Franco-Turkish Rivalry in Libya: Between Historic Influence and New Strategy

Franco-Turkish Rivalry in Libya: Between Historic Influence and New Strategy

North Africa has always been an open arena for the struggle for influence between regional and international powers. However, over the past decade, the Franco-Turkish rivalry has emerged as one of the most prominent and complex manifestations of this conflict. While France considers the region an extension of its historical influence and traditional sphere of influence, Turkey seeks to return to it through new means that combine active diplomacy, economics, and defense coordination. This has created a delicate balance, particularly in Libya.

 

France sees itself as the natural heir to a long-standing colonial legacy stretching from Algeria to Chad, Mali, and Niger, and considers any rival presence in this region a threat to its strategic influence.

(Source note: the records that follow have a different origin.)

PR #42, opened 2020-01-17
ENT-2449 | Adding code to call discovery to get metadata, and to upda…

christopappas:
…te database with that metadata

## Description

Description of changes made

## Ticket Link

Link to the associated ticket

## Post-review


enterprise_catalog/settings/devstack.py
```diff
@@ -14,8 +14,8 @@
 )
 
 # OAuth2 variables specific to backend service API calls.
-BACKEND_SERVICE_EDX_OAUTH2_KEY = os.environ.get('BACKEND_SERVICE_EDX_OAUTH2_KEY', 'enterprise-catalog-backend-service-key')
-BACKEND_SERVICE_EDX_OAUTH2_SECRET = os.environ.get('BACKEND_SERVICE_EDX_OAUTH2_SECRET', 'enterprise-catalog-backend-service-secret')
+BACKEND_SERVICE_EDX_OAUTH2_KEY = os.environ.get('BACKEND_SERVICE_EDX_OAUTH2_KEY', 'enterprise_catalog-key')
```
christopappas, line 17: I need to verify the value that will need to go here for production still

enterprise_catalog/apps/api_client/tests/test_discovery.py
```diff
@@ -0,0 +1,107 @@
...
+    @mock.patch('enterprise_catalog.apps.api_client.discovery.OAuthAPIClient')
+    def test_get_metadata_by_query_with_traverse(self, mock_oauth_client, mock_traverse):
+        """
+        get_metadata_by_query should call discovery endpoint, and then call
+        traverse_pagination if traverse_pagination is true.
+        """
+        mock_oauth_client.return_value.post.return_value.json.return_value = {
+            'this is': 'just a test'
+        }
+        mock_traverse.return_value = [{'Title': 'My Title', 'Etc': 'More stuff'}]
```
christopappas, line 22: I can make this a little more intuitive as far as what it returns (something that adds to `results`)

enterprise_catalog/apps/api_client/discovery.py
```diff
@@ -0,0 +1,91 @@
...
+            response = self.client.post(
+                self.SEARCH_ALL_ENDPOINT,
+                data=content_filter_query,
+                **query_params
+            ).json()
+            results += response.get('results', [])
+
+        return results
+
+    def get_metadata_by_query(self, content_filter_query, query_params=None, traverse_pagination=False):
```
bbaker6225, line 60: Could `query_params` default to `{}`?

enterprise_catalog/apps/api_client/tests/test_discovery.py
```diff
@@ -0,0 +1,107 @@
...
+            current_response_dict,
+            content_filter,
+            query_params
+        )
+        expected_results = [
+            {'item1': 'is from the first page'},
+            {'item2': 'is from the second page'},
+        ]
+
+        assert actual_results == expected_results
```
bbaker6225: I usually prefer an `assertEqual` sort of assert since it will give better debugging output when it fails

enterprise_catalog/apps/catalog/tests/test_models.py
```diff
@@ -0,0 +1,46 @@
...
+                    'title': 'course 3',
+                },
+            ]
+        }
+        catalog = factories.EnterpriseCatalogFactory()
+
+        assert ContentMetadata.objects.count() == 0
+        update_contentmetadata_from_discovery(catalog.uuid)
+        mock_client.assert_called_once()
+        assert ContentMetadata.objects.count() == 3
```
bbaker6225, line 53: Same `assert` vs `assertEqual` comment from before. Also, maybe it's overboard and others disagree, but I think it'd be nice if the test also checked the actual value of one of the new content metadata objects

bbaker6225 (commented):
Few small comments, but looks good overall

enterprise_catalog/apps/api_client/discovery.py
christopappas: Unfortunately no. If you set a default to a dictionary in the function definition, there will only ever be 1 dictionary used throughout the runtime for that variable (the same is true of lists) (better explanation: https://docs.quantifiedcode.com/python-anti-patterns/correctness/mutable_default_value_as_argument.html)

bbaker6225: Ugh right I forgot about that

enterprise_catalog/apps/catalog/tests/test_models.py
christopappas: Yeah I can check more things for sure here, will do

bbaker6225 (approved):
LGTM

enterprise_catalog/apps/api_client/discovery.py
adamstankiewicz: Interesting. Thanks for sharing that explanation :)

enterprise_catalog/settings/devstack.py
adamstankiewicz: [Here's] (https://github.com/edx/configuration/blob/18342be5b26384a4f422e6c529dec29984d9d375/playbooks/roles/enterprise_catalog/defaults/main.yml#L128) where the `BACKEND_SERVICE_EDX_OAUTH2_KEY` env variable is set in Ansible.

adamstankiewicz (approved):

chavesj (approved):

enterprise_catalog/apps/catalog/models.py
```diff
@@ -177,3 +178,23 @@ def __str__(self):
...
+    """
+    client = DiscoveryApiClient()
+
+    catalog = EnterpriseCatalog.objects.get(uuid=catalog_uuid)
+    metadata = client.get_metadata_by_query(catalog.catalog_query.content_filter)
+
+    for entry in metadata.get('results', []):
+        defaults = {'content_key': entry['key']}
+        ContentMetadata.objects.update_or_create(
+            json_metadata=entry,
```
brittneyexline, line 198: some things we should ensure we're parsing out here to set on the model are content type and parent content key (should only apply to course runs).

Turkey, for its part, has found in the vacuum left by Paris due to its declining military and political presence in the Sahel and Libya an opportunity to return to the African stage, leveraging both historical and geographical factors. The old Ottoman ties and Turkey’s position as a Mediterranean power have formed the basis of a new political discourse for Ankara, one built on “restoring historical ties” and establishing equitable partnerships instead of traditional hegemony.

 

Libya represents the point where the interests and contradictions of both sides converge. With the intensification of the Libyan civil war after 2014, both Ankara and Paris saw an opportunity to reposition themselves in the region.

 

Turkey sided with the internationally recognized government in Tripoli, signing security, maritime, and economic agreements that enabled it to establish a strong presence in the west of the country.

 

In contrast, France supported factions in the east and south, viewing them as potential allies to counterbalance Turkey’s growing influence.

 

This rivalry was not limited to the military sphere; it extended to political and economic issues, from reconstruction to gas exploration in the Eastern Mediterranean. It also impacted positions within the European Union and NATO, where France found itself in indirect confrontation with a fellow member of the alliance, adding a complex dimension to relations between the two sides.

 

 

 

 

 

The Broader Regional Dimension

 

The French-Turkish conflict extends beyond Libya, encompassing North Africa and the Sahel, Paris seeks to maintain its military presence in the Sahel through its former Operation Barkhane and new counterterrorism initiatives, while Ankara is forging ties with Niger, Chad, and Sudan, leveraging soft power tools such as humanitarian aid, education, and investment.

 

In this sense, France is attempting to defend its traditional legacy, while Turkey is building a modern influence based on economic and diplomatic penetration rather than direct control.

 

The most evident consequence of this competition is the difficulty in unifying the international position on the Libyan issue.

 

Whenever Libyan parties approach an agreement, external disagreements resurface, pushing back the progress.

 

French support for factions in the east is perceived by Tripoli as political bias, while Paris views the Turkish presence in the west as a threat to the Mediterranean’s stability. This contradiction has transformed Libya into an arena for conflicting interests, rather than a platform for consensus among international partners.

 

However, this competition could have a positive side if properly managed. The presence of multiple external actors might push Libya to adopt a balanced and open policy that safeguards its interests without becoming beholden to any single party, the greater the number of actors involved, the more room for maneuver Libyan diplomacy will have to rearrange its priorities.

 

What Libya needs today is to transform this competition into a positive bargaining chip rather than a burden. It can benefit from Turkish technology and investments in infrastructure and energy, while simultaneously drawing on European – specifically French expertise in education and security cooperation, Libya can also serve as a bridge between Paris and Ankara on certain issues, particularly in the Eastern Mediterranean and Africa.

 

For this to happen, Libyan foreign policy must be unified, based on the principles of positive neutrality and balanced openness, not on alignment with any particular side, the more unified the Libyan domestic position, the less likely the country will be exploited as an arena for settling regional scores.

 

It is also important to view the French-Turkish rivalry within a broader context that includes the reshaping of the Mediterranean as an energy sphere of influence and maritime connectivity. Turkey is attempting to assert its presence through a maritime border agreement with Libya, while France is working to support alliances opposed to it in the Eastern Mediterranean. This maritime conflict extends its impact to gas and trade routes, making Libya a vital center for any future settlement.

 

Ultimately, the French-Turkish rivalry is not a zero-sum game, but rather an attempt by each side to establish a foothold in a rapidly changing environment. Libya is at the heart of this transformation, and if it manages its relations well, it has the potential to transform from an arena of influence into an influential player in the region’s balance of power.

 

History and geography grant it the ability to play a mediating role between Europe, the Middle East, and Africa, provided that its foreign policy is based on flexibility, pragmatism, and a dispassionate assessment of interests, rather than one driven by the passions of conflict.

 

In an era where interests intersect but do not clash, those who fail to manage the competition around them become mere pawns in the calculations of others. But those who understand the nature of the game can turn it into a lever of influence and dominance.

 

 

 

The views expressed in this article are those of the author, and do not necessarily represent the editorial position of this publication.